= Maxwell Richmond =

Royal Navy Vice Admiral (1900–1986)

Vice Admiral Sir Maxwell Richmond (19 October 1900 – 15 May 1986) was a New Zealand-born officer in the Royal Navy.

Born in Wellington, New Zealand, on 19 October 1900, Richmond was the son of Robert Richardson Richmond and Bernadette Beatrice Richmond (née Farrell), and the grandson of politician, lawyer and jurist, William Richmond. He was educated at Christchurch Boys' High School from 1914 to 1916, and joined the Royal Navy in 1918. He was promoted to lieutenant in 1922, and attained the rank of captain in 1942, rear admiral in 1952. He was appointed Deputy Chief of Naval Personnel, (Training) from July 1952 to July 1954. Promoted to vice admiral in 1954. He retired in about 1957.

During World War II, he commanded HMS Basilisk (sunk by air attack on 1 June 1940 during the Dunkirk evacuation) and HMS Hostile (scuttled on 23 August 1940 after being damaged by a mine).
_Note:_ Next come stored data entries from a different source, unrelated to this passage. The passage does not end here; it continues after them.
PR #288, opened 2026-04-13
228 Allow running ODELIA containers in parallel

oleschwen:
This PR introduces the option `--container_name` for the client startup kit `docker.sh` for specifying a custom name for the Docker container. The default name based on the startup kit version remains unchanged, but we can now run multiple containers for the same startup kit in parallel, e.g., for running multiple local trainings on the same machine.


oleschwen:
I would not include this test in the CI, it adds too little value for an additional minute of CI run time.

Ultimate-Storm (approved):
Approved

PR #297, opened 2026-04-16
289 Consistent caching of pre-trained model weights

### LINKED ISSUE #289: ODELIA: improve handling of pre-trained models
We currently have two ways of handling pre-trained models when building the ODELIA Docker image:
* cache in directory created inside local repository copy
* download during build to location in /tmp

We should not clutter the repository folder with such a cache and we should not rely on /tmp having enough storage space for a temporary download. Ideally, we should not rely on external resources being available when building images. Instead, we use consistent caching with a configurable location and the option to make caching optional.

oleschwen:
This PR makes the way of caching pre-trained model weights when building Docker images consistent for all models. If an environment variable MEDISWARM_BUILD_CACHE_DIR is set, that location is used as a persistent cache, otherwise they are downloaded to a tempoary directory and deleted after the build is complete. This no longer creates a cache inside the local repository clone for the dino pre-trained weights.


Ultimate-Storm (approved):
Approved

PR #304, opened 2026-04-21
Revert "Improve ODELIA dataset plausibility checking"

oleschwen:
Reverts KatherLab/MediSwarm#298
This does not work as intended yet, the check reports false positive discrepancies for the public challenge data.


Ultimate-Storm (approved):
Approved, thanks!

PR #311, opened 2026-04-29
310 Extend integration test

### LINKED ISSUE #310: Extend integration test
As part of #234 (which is not to be merged in main), extensions of the MediSwarm integration are being implemented. These extensions would be beneificial in main.

oleschwen:
* check that Docker/GPU preflight check fails if no GPU available
* added possibility to run NVFlare integration test
* temporarily disabled checking for publicly available files on github


Ultimate-Storm (approved):
Approved

PR #327, opened 2026-05-13
326 ODELIA swarm training of challenge jobs

### LINKED ISSUE #326: ODELIA: swarm training of challenge jobs
Training the swarm models (using the public challenge data) as swarm training jobs currently does not work in a local setup.

AC:

- [ ] All five models trained successfully in local training in test setup
- [ ] All five models trained successfully in swarm training in test setup
- [ ] Shared results as baseline for distributed training

oleschwen:
This PR
- allows submitting all challenge models and the MST as swarm training jobs
- speeds up computation of predictions per image by using CUDA
- increases a timeout to prevent failing trainings due to different nodes taking different wall clock time per round
- uses `--shm-size=16g` for swarm clients (like we already do in the integration tests) to avoid memory issues


oleschwen:
Might create conflichts with #339

Ultimate-Storm (approved):
Good to merge, although I will need to increase the server timeout in another PR based on experiments findings.

PR #340, opened 2026-06-10
Guard ODELIA normalization against zero-std images

Ultimate-Storm:
## Summary

Add a cleaned robustness patch for the collaborator-reported ODELIA local-training crash around masked Z-normalization:

- `ZNormalization` now returns a zero tensor instead of raising when the mask has fewer than 2 voxels or when TorchIO normalization reports zero standard deviation.
- Percentile tensors are created on the same device/dtype path as the masked image tensor.
- A local JSONL diagnostic is written to `$SCRATCH_DIR/odelia_zero_std_guard.jsonl` or `/scratch/odelia_zero_std_guard.jsonl` with the detailed image path and guard reason.
- Stdout only emits a short sanitized marker by default, so full image paths/UIDs are not broadcast through live monitor logs. Full stdout details remain opt-in via `ODELIA_ZERO_STD_GUARD_LOG_DETAILS=1`.
- `ODELIA_Dataset3D` restores the source `path_img` on tensor-backed cached images before transforms, so local diagnostics can still identify the problematic source file.

## Why

A collaborator had to patch local files to avoid crashes during local training. We should ship the fix through the normal PR/release/startup-kit flow rather than asking partners to overwrite files inside containers or startup kits.

## Validation

- `python3 -m py_compile application/jobs/_shared/custom/data/augmentation/augmentations_3d.py application/jobs/_shared/custom/data/datasets/dataset_3d_odelia.py`
- `.venv/bin/pytest -q tests/unit_tests/test_odelia_zero_std_guard.py tests/unit_tests/test_data_module.py tests/unit_tests/test_threedcnn_ptl.py` -> 28 passed
- `git diff --check`

## Follow-up after merge

- Rebuild all-sites startup kits from `main`.
- Push the new Docker image.
- Ask the collaborator to rerun the same local-training command that previously crashed and confirm whether `odelia_zero_std_guard.jsonl` is produced only locally when problematic images are encountered.

### DIFF
--- a/application/jobs/_shared/custom/data/augmentation/augmentations_3d.py
+++ b/application/jobs/_shared/custom/data/augmentation/augmentations_3d.py
@@ -1,3 +1,7 @@
+import json
+import os
+import time
+from pathlib import Path
 from typing import Union, Optional, Sequence
 
 import torchio as tio
@@ -17,6 +21,9 @@ import random
 
 import torch
 import torch.nn.functional as F
+
+
+_TRUTHY_ENV_VALUES = {"1", "true", "yes", "on"}
 
 
 class Random3DAugmentation:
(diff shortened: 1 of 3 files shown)


Ultimate-Storm:
Superseded by #368.

@oschwen's review here was the right call: silently replacing a degenerate image with a **zero volume** (and training on it) hides the problem rather than fixing it. #368 takes the approach discussed:

- **Skip + resample** a degenerate/corrupt input instead of zero-filling (a typed `DegenerateImageError`; `__getitem__` omits the bad sample and draws a different one — never a zero image), and **aborts if >5% of inputs are bad** so a systematic problem is surfaced.
- A **preflight input-check** (`find_degenerate_inputs`) that lists constant **and** corrupt inputs to report to sites / exclude via `$ODELIA_EXCLUDE_UIDS_FILE`.
- The privacy-safe local logging idea from this PR is kept (`odelia_bad_inputs.jsonl`, UID off the console).

Also: a 3-site scan via the production loader (RSH/MHA/USZ, ~7,100 train/val/test volumes) found the models' actual inputs **all clean** — so the zero-std cases are bad *inputs* (constant/corrupt), not crop artifacts, and not a widespread issue at the accessible sites. The remaining UMCU case can be settled by running `find_degenerate_inputs` on UMCU's data.

Closing in favor of #368.

PR #350, opened 2026-06-22
Let CI fail if errors occurred

### LINKED ISSUE #349: CI should fail in case of errors
CI currently passes even though part of the tests fails, e.g., https://github.com/KatherLab/MediSwarm/actions/runs/27896067032/job/82547686021, "Run 3DCNN training in simulation mode".
Such failure should be visible as failed CI.
(Note: we need to distinguish between expected warnings and errors required to pass tests and actual failures.)

oleschwen:
This PR makes the CI fails if errors occurred in trainings in simulations and proof-of-concept.
Follow-up issues: #351 and #352.

### DIFF
--- a/scripts/ci/runIntegrationTests.sh
+++ b/scripts/ci/runIntegrationTests.sh
@@ -489,8 +489,8 @@ run_3dcnn_simulation_mode () {
 
     echo "$OUTPUT"
 
-    echo "TODO adapt criterion for passing"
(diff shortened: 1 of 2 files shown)


oleschwen:
https://github.com/KatherLab/MediSwarm/actions/runs/27951294683/job/82708575485 demonstrates that error now leads to failed CI

Ultimate-Storm (approved):

Issue #352, opened 2026-06-23
ODELIA Integration test should test current default (ideally all) productive models


oleschwen:
Following #349:
The integration tests currently test the MST. Instead, they should use at least the current default model for local and swarm training, ideally all implemented models.
We should consider which tests should be part of the CI to avoid excessively long feedback cycles, e.g., training the current model in CI and all implemented models in an extended test we could schedule, e.g., once per week.

- [x] implement preflight checks and example trainings for all available models
- [x] set up workflow for periodically running "extended" integration test
- [x] check if any parts of integration tests currently not part of CI should be run periodically
- [x] check if any parts of integration tests currently part of CI should only be run periodically

oleschwen:
Also check whether pre-trained weights can be used offline (not the case for ResNet18 at the moment), see #376

oleschwen:
resolved via #561 and #547: weekly test now contains preflight checks and swarm trainings for most of the available models

PR #354, opened 2026-06-24
CI: 3DCNN simulation test silently passes on an aborted run (#353)

### LINKED ISSUE #353: CI: 3DCNN simulation test silently passes on an aborted run (no success assertion + empty MODEL_NAME)
## Problem
The `run_3dcnn_simulation_mode` CI step prints fatal errors but **CI still passes** — a false pass. Surfaced while reviewing PR #305's CI run.

In `tests/integration_tests/_run_3dcnn_simulation_mode.sh` the federated simulation **aborts**:
```
ERROR - Aborting current RUN due to FATAL_SYSTEM_ERROR received:
        failed to configure clients ['client_A','client_B']: only 0/2 configured, need 2
ValueError: failed to instantiate class: ValueError: Unsupported model name: .
```
Two compounding bugs:
1. **Empty `MODEL_NAME`** — the persistor's `models.models_config.create_model` is called with an empty model name (`Unsupported model name: .`). CI passes `-e MODEL_NAME=${MODEL_NAME:-}` (empty when unset) and `pr-test.yaml` doesn't set it for this step, so both clients fail to configure and the run aborts.
2. **No success assertion** — the test just runs `nvflare simulator …` and relies on its exit code, but `nvflare simulator` returns **0 even when the run aborts with `FATAL_SYSTEM_ERROR`**. With `set -e` never tripping, the step exits 0 and CI goes green.

Net effect: a swarm simulation that did **nothing** (0/2 clients configured) is reported as a pass — masking real regressions.

## Proposed fix
1. Set a concrete `MODEL_NAME` for the 3DCNN sim step (a ternary/challenge model), **or** have the ternary persistor fall back to a valid default when `MODEL_NAME` is empty.
2. Make the test **assert real success** — grep the simulator output for a completion marker and/or fail on `FATAL_SYSTEM_ERROR` / `0/N configured` — so an aborted run fails CI instead of silently passing.

## Files
- `scripts/ci/runIntegrationTests.sh` (`run_3dcnn_simulation_mode`, `-e MODEL_NAME=${MODEL_NAME:-}`)
- `tests/integration_tests/_run_3dcnn_simulation_mode.sh`
- `.github/workflows/pr-test.yaml`

Ultimate-Storm:
Fixes #353.

**Problem:** the `run_3dcnn_simulation_mode` CI step printed fatal errors but passed:
1. `MODEL_NAME` was empty → `create_model()` got `Unsupported model name: .` → both clients failed to configure → run aborted (`FATAL_SYSTEM_ERROR ... only 0/2 configured`).
2. `nvflare simulator` exits **0 even on a FATAL abort**, and the test had **no success assertion**, so `set -e` never tripped → false pass.

**Fix** (`tests/integration_tests/_run_3dcnn_simulation_mode.sh`):
- Default `MODEL_NAME` to `ResNet18` (a valid ternary 3D-CNN) when unset/empty.
- Assert real success: **fail** on `FATAL_SYSTEM_ERROR` / `failed to configure clients`, on a non-zero simulator exit, or if no `FL_global_model.pt` was produced; print `=== 3DCNN Simulation Mode PASSED ===` only on real success.

### DIFF
--- a/.github/workflows/pr-test.yaml
+++ b/.github/workflows/pr-test.yaml
@@ -11,14 +11,20 @@ on:
 permissions:
   contents: read
 
-# Only one validation run at a time on the self-hosted runner to prevent
-# resource contention (GPU, Docker, disk) that causes flaky test failures.
+# Cancel superseded validation runs for the same PR/ref. The GPU-heavy
+# validate-swarm job below also queues globally to avoid self-hosted GPU
+# contention across different PRs.
 concurrency:
   group: pr-validation-${{ github.event.pull_request.number || github.ref }}
   cancel-in-progress: true
 
 jobs:
   validate-swarm:
+    # The self-hosted runner has one shared GPU; running multiple validation jobs
+    # at once can OOM otherwise independent PRs.
+    concurrency:
+      group: mediswarm-self-hosted-gpu-validation
+      cancel-in-progress: false
     runs-on: [self-hosted, ci]
     timeout-minutes: 60
 
--- a/scripts/ci/runIntegrationTests.sh
+++ b/scripts/ci/runIntegrationTests.sh
@@ -486,15 +486,18 @@ run_3dcnn_simulation_mode () {
     # requires having built a startup kit and synthetic dataset
     echo "[Run] Simulation mode of 3DCNN training in Docker (capturing output)"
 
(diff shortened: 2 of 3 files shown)


oleschwen (approved):
Looks good.
Default model is changed to ResNet18, not one of the productive models, but we have #352 to re-consider which model(s) to use.

oleschwen (approved):
conflict resolution looks good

Richmond was appointed an Officer of the Order of the British Empire on 1 January 1940. He was twice mentioned in dispatches during World War II: in 1940 following the sinking of HMS Basilisk; and in 1945 for good service, zeal and devotion to duty during the advance on the French–Italian border. He was appointed a Companion of the Distinguished Service Order in July 1942 and received the Order of the Red Banner in November 1942 from the Soviet Union by for his role during the Arctic convoys. He was awarded the Croix de guerre by the French government in 1945. In the 1954 New Year Honours Richmond was appointed a Companion of the Order of the Bath. In August 1955 he was appointed Flag Officer, Air and Second-in-Command, Mediterranean Fleet until October 1956. In the 1957 Queen's Birthday Honours he was promoted to Knight Commander of the Order of the British Empire in recognition of distinguished service during the Suez Crisis.

He died at Whangārei, New Zealand, on 15 May 1986.